- **WHAT THE TASK ASKS**
Go over the records and copy every line with the string "function".

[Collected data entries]
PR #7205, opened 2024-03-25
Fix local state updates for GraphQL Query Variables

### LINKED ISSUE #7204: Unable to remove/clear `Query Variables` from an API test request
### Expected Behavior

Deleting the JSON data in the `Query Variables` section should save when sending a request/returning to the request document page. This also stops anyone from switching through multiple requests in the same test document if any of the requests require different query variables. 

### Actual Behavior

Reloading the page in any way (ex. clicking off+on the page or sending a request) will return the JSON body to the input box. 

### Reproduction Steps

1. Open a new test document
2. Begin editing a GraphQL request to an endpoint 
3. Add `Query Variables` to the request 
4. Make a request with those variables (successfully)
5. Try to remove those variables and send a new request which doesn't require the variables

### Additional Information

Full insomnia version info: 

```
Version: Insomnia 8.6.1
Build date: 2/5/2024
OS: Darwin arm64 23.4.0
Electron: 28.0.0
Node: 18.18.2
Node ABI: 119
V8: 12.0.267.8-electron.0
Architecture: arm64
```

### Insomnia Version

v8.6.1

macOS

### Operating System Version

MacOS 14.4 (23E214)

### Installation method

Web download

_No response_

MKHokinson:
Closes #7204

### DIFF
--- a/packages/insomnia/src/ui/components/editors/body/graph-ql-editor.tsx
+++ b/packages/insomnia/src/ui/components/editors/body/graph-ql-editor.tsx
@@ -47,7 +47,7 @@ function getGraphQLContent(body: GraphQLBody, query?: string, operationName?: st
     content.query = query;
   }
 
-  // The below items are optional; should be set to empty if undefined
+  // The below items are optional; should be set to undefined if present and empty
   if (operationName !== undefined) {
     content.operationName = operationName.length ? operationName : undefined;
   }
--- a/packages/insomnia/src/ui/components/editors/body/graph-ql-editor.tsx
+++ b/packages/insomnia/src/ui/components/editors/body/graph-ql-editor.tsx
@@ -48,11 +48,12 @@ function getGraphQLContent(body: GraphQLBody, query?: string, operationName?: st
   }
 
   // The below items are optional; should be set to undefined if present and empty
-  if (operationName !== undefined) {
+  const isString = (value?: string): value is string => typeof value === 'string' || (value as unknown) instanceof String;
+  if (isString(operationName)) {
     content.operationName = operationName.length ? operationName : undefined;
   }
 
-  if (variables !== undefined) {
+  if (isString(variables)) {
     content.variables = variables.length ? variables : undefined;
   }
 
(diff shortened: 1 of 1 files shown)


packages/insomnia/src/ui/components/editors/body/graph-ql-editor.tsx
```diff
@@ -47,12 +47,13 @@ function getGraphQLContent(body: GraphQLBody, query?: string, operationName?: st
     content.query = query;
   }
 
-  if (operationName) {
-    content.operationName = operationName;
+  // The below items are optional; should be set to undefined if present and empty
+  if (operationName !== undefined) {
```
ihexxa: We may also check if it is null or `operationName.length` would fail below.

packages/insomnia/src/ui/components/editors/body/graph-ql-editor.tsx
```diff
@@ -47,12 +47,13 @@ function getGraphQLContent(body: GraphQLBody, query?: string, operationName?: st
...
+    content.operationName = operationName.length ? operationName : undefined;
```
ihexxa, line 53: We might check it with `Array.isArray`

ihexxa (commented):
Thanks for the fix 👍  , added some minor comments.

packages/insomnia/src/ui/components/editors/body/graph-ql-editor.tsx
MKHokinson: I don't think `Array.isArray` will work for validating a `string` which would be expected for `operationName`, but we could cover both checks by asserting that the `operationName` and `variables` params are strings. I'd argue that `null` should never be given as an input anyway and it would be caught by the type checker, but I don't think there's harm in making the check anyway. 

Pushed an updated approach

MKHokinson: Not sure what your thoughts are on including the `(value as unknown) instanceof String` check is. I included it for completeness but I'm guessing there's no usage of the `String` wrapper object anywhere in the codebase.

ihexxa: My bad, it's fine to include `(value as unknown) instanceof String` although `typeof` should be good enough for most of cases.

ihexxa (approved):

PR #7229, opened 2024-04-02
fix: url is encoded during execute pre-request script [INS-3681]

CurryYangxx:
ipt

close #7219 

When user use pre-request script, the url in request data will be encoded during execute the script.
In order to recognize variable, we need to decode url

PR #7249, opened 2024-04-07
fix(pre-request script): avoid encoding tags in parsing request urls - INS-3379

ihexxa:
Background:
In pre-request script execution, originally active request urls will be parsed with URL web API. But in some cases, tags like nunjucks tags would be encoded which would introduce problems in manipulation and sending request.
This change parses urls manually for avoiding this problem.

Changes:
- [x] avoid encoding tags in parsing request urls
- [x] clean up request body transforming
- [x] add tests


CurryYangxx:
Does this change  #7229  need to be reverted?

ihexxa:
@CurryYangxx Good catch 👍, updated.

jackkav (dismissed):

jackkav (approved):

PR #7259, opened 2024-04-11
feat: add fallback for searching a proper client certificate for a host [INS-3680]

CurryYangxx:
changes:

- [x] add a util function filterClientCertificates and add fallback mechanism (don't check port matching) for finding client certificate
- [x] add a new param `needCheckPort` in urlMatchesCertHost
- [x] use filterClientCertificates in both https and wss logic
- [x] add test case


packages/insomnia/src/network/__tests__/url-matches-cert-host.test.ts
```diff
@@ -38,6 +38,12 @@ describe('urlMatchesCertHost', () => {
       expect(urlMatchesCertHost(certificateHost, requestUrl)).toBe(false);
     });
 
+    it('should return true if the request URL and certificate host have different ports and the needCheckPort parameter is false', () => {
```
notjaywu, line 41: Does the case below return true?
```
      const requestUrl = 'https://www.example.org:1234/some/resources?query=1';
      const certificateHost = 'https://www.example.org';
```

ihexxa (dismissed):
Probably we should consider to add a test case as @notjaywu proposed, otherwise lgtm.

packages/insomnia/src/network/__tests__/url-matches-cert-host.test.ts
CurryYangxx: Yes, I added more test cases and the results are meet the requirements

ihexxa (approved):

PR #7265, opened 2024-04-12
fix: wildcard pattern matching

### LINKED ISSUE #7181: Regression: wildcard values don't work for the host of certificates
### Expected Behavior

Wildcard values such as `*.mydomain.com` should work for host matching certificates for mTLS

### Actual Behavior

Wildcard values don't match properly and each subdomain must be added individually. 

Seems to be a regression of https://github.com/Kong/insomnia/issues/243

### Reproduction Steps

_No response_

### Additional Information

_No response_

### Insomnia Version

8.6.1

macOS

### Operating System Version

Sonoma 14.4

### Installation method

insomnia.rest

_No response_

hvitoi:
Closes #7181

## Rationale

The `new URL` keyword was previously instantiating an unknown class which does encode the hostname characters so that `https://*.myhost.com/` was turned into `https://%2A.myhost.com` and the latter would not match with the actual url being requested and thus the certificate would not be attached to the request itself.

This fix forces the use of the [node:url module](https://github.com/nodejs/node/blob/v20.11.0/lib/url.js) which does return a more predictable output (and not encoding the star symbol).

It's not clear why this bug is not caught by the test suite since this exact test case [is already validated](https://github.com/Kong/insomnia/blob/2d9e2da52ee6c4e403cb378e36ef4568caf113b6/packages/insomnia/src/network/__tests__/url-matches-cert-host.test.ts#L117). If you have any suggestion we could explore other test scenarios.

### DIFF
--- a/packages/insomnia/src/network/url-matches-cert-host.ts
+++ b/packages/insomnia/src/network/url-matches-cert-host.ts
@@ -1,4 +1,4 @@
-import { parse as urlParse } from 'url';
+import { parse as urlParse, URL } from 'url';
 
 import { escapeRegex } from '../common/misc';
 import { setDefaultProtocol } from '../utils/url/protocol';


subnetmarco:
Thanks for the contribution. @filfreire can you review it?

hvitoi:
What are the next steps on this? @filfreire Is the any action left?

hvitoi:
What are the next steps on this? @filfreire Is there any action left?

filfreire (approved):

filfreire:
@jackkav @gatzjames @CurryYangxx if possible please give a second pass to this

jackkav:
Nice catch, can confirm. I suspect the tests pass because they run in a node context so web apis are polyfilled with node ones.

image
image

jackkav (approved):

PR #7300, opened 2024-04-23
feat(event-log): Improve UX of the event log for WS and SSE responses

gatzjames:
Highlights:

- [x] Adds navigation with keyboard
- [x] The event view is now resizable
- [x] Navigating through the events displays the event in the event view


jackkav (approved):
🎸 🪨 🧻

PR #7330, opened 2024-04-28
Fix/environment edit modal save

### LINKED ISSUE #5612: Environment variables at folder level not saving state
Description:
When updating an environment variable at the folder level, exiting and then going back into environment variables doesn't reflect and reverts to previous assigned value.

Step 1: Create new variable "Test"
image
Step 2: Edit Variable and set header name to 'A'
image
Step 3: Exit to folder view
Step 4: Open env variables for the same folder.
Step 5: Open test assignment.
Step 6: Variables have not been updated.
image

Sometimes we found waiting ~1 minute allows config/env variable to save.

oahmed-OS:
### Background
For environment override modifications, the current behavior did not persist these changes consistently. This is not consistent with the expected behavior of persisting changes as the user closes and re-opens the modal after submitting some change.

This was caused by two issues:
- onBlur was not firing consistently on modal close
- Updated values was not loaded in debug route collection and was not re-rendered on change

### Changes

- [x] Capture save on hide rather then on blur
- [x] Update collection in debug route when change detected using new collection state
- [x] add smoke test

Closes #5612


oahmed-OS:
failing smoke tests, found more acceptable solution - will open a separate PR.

- **WRITTEN REPLY**
@@ -47,7 +47,7 @@ function getGraphQLContent(body: GraphQLBody, query?: string, operationName?: st
@@ -48,11 +48,12 @@ function getGraphQLContent(body: GraphQLBody, query?: string, operationName?: st
@@ -47,12 +47,13 @@ function getGraphQLContent(body: GraphQLBody, query?: string, operationName?: st
@@ -47,12 +47,13 @@ function getGraphQLContent(body: GraphQLBody, query?: string, operationName?: st
- [x] add a util function filterClientCertificates and add fallback mechanism (don't check port matching) for finding client certificate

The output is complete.